Perdebatan terbuka mengenai masalah nasionalisme Yahudi muncul pada akhir tahun 1860an dengan menguatnya kembali gerakan pembaruan keagamaaan di Jerman dan Hungaria. Gerakan ini menghimbau dilakukannya asimilasi nasional dan kebudayaan bangsa Yahudi, serta diakhirinya kebiasaaan mengaitkan masalah Zion dan Jerusalem dari buku doa, dan mendasarkan agama Yahudi pada “kebenaran abadinya” saja.
Peretz Smolenskin, penulis Ibrani terkemuka yang tinggal di Odessa dan meninggal di Wina pada tahun 1885, adalah salah seorang yang secara keras menentang imbauan tersebut, dengan mengecamnya dalam media bulanan Ha Shahar yang mulai diterbitkannya pada tahun 1868. Ia dengan tegas menempatkan bangsa Yahudi di antara-bangsa-bangsa yang menginginkan pembebasan nasional. Artikel penting Eliezer ben Yehuda “She’elah Nikhbadah” (Sebuah Pernyataan Penting) dan “Od Musar lo Lakahnu” (Kita tidak pernah belajar dari pengalaman kita) dalam bulanan Ha Shahar (1879) yang mengaitkan kebangkitan nasional di Palestina dengan kebangkitan bahasa Ibrani sebagai bahasa yang digunakan dalam percakapan sehari-hari, merupakan sumbangan yang sangat penting terjadinya kristalisasi ideologi Hibbat Zion.

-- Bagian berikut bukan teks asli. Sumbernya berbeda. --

PR #297, opened 2022-07-30
test(viewer): add basic a11y unit tests

pinussilvestrus:
Adds the same unit test styles as we already have in `properties-panel` and `bpmn-js-properties-panel`. I think this helps us a lot to verify that our form fields validate against basic standards.


marstamm (approved):
And it succeeds with no changes to the components themselves. Great Stuff!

Gerakan Hibbat Zion lahir ketika perkembangan yang terjadi di negara-negara Eropa Timur memaksa sejumlah besar orang Yahudi beremigrasi atau terpaksa meningkatkan kegiatan sosial dan politiknya. Pada waktu yang sama, para tokoh penganjur gerakan Pencerahan (Haskalah) menjadi ragu dengan apa yang selama ini mereka percayai, bahwa terdapat kemungkinan terjadinya asimilasi bangsa Yahudi dengan bangsa-bangsa Eropa dan mereka juga kecewa dalam perjuangannya untuk mendapatkan persamaan hak bagi bangsa Yahudi. Peristiwa menentukan dalam situasi ini ialah terjadinya progrom di Rusia menyusul terbunuhnya Tsar Alexander II (1881).
Aspirasi tulus para pendukung asimilasi (maskilim) dan sikap generasi muda Yahudi yang mulai merasa dekat dengan bangsa Rusia, tiba-tiba berhadapan dengan gelombang kebencian dan pemerintah (Rusia) dengan cepat menyatakan bahwa progroms (aksi kekerasan) tersebut merupakan reaksi rakyat terhadap eksploitasi yang dilakukan bangsa Yahudi. Tindakan pemerintah melakukan pembatasan yang sangat ketat terhadap sumber-sumber ekonomi, jabatan pemerintahan dan kesempatan untuk bisa memasuki lembaga pendidikan bagi warga Yahudi, mengakibatkan terjadinya krisis ideologi yang luar biasa bagi maskilim. Banya di antara mereka yang semula sudah jauh dari masyarakatnya mulai kembali lagi (misalnya dengan ikut hadir di Sinagog, ikut berpuasa dan lain-lain). Pihak lainnya yang semula menggantungkan harapannya dengan melakukan perjuangan untuk melakukan perubahan sosial mulai menyadari bahwa hal itu tidak akan secara otomatis menjawab Masalah Yahudi.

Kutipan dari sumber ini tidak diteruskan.